Open LukeAI opened 4 years ago
if CUDNN_HALF=1 there is used Mixed-prision FP16/FP32 rather than Half-precision FP16
Mixed-prision FP16/FP32 can be processed 4x-8x times faster on Tensor Cores for large tensors
Mixed-prision FP16/FP32 on Tensor Cores is enabled for inference if channels and filters are multiple of 8, except the first layer (if CUDNN_HALF=1). According to nVidia, this should not give any noticeable decrease in accuracy. Without Mixed-prision the Tensor Cores can't be used at all.
Currently Mixed-prision FP16/FP32 is disabled for training, because it reduces the mAP. May be even Mixed-prision isn't used in activation-functions, it seems it still requires Loss-scale, which are different for different models - this forces you to manually find a Loss-scale coefficient for each new model
what do you mean by, "if channels are a multiple of 8"? obviously most images have 3 channels.
I mean intermediate conv-layers. Only the first conv-layer has 3 channels (since image has 3 channels).

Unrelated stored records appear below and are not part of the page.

PR #162, opened 2017-07-27
Move PropTypes from react core to prop-types library

thotegowda:


thotegowda:
There is already a PR for this

PR #168, opened 2017-08-02
Feature/support react 0.47

maxkomarychev:
As of `react-native` relase v0.47.0 `createJSModules` method is no
longer available.

Reference: https://github.com/facebook/react-native/releases/tag/v0.47.0


kelset:
Don't want to flame, but #169 is a better solution :/

maxkomarychev:
fine with me, backward compatibility is good.
I'll close mine in favor of #169

PR #174, opened 2017-08-17
Iterators supported inside of the JSONReadableMap

dryganets:
keys method of JSONReadableMap implemented.


dryganets:
We are using this method in our implementation of template based animations.
I'm going to contribute this as a set of small PRs.

Abstract:
We have a lot of different animations in our app.
To make animations perform well, we had to move all animation specs to assets.
As some of our animations differ only by a couple of fields, we added a capability to pass template context from js side. This way we could have a single file instead of multiple copies of the same asset.

PR #189, opened 2017-09-13
Expose a new prop to enable merge paths on android

tlenclos:
This should fix https://github.com/airbnb/lottie-react-native/issues/185.

I don't have the warning saying `Animation contains merge paths but they are disabled.` but sadly I tried with an animation with merge paths that is working on iOS and it only rendered a blank space on android.

### DIFF
--- a/example/LottieAnimatedExample.js
+++ b/example/LottieAnimatedExample.js
@@ -104,6 +104,7 @@ export default class LottieAnimatedExample extends React.Component {
             }}
             source={EXAMPLES[this.state.example].getJson()}
             progress={this.state.progress}
+            enableMergePaths={true}
           />
         </View>
       </View>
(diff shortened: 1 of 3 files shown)


zolrath:
Could this not be automatically enabled if `(Platform.OS === 'android' && Platform.Version === 19)`? Are there any disadvantages to enabling merge paths on android platforms that support it?

gpeal:
Yes because the appearance may be vastly different and if an engineer puts
in an animation and it looks correct to them, they may not realize that
it's totally broken for some of their users.

gpeal:
@tlenclos @zolrath

tlenclos:
Ok so `enableMergePathsAndroidForKitKatAndAbove` ? 😛

gpeal:
@tlenclos Yeah, shitty long name I know but anything less would be misleading IMO.

tlenclos:
Alright, I amended the last commit and rebased on master 😄

PR #212, opened 2017-10-17
Create typings file for lottie-react-native

dannycochran:
This maps the documentation from http://airbnb.io/lottie/react-native/props.html to TypeScript typings, with some additional information provided.

I'm not sure if the "AnimationObject" interface is entirely accurate -- for instance, all those fields are currently marked as required but perhaps they can be optional?

### DIFF
--- a/index.d.ts
+++ b/index.d.ts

Each [convolutional] layer has:
right! That's very good to know - because the pruned models generally don't have filters as a multiple of 8. I haven't done any speed benchmarking of them yet but that means that they'll be losing a lot of inf. speed. - could probably then get a better, more efficient model by just tweaking the filter numbers upwards to the next multiple of 8.
Yes, because nVidia Tensor Cores can't process [convolutional] layers if channels or filters are not multiple of 8.
hmm.... would it therefore give me a small performance improvement if I artificially increased the number of classes in my cfg to make the number of convolutional filters in the pre-YOLO conv layers a multiple of 8?
eg. currently I have filters=30 (classes=5) but I could change it to classes=11 (6 dummy classes) and therefore filters=48 This is x1.6 more FLOPS to do on those layers but if they are then processed by a tensorcore at x4 speed it should take x0.4 overall for those three pre-YOLO layers.
It can give a small acceleration.
But the bottleneck is in the 1st [conv] layer, it can take more than 20% of all execution time, since there is input channel = 3, and high width x height of layer.
https://github.com/ArtyZe/yolo_quantization quantization-aware train
This repo. has supported fp16 training and inference for some time.
Running inference at fp16 currently offers the best AP/FPS trade-off but I have found that training at fp16 results in a relative small degradation in accuracy. So currently I train a model at fp32 and then run in fp16 at runtime.
Tensorflow's Quantization Aware training allows you to train at full precision but with quantization effects accurately modeled - "The quantization error is modeled using fake quantization nodes to simulate the effect of quantization in the forward and backward passes. The forward-pass models quantization, while the backward-pass models quantization as a straight-through estimator. Both the forward- and backward-pass simulate the quantization of weights and activations. Note that during back propagation, the parameters are updated at high precision as this is needed to ensure sufficient precision in accumulating tiny adjustments to the parameters."
https://github.com/tensorflow/tensorflow/tree/r1.14/tensorflow/contrib/quantize
This supposedly gives you a boost in AP when running at lower precision compared to simply running an fp32-trained model at fp16.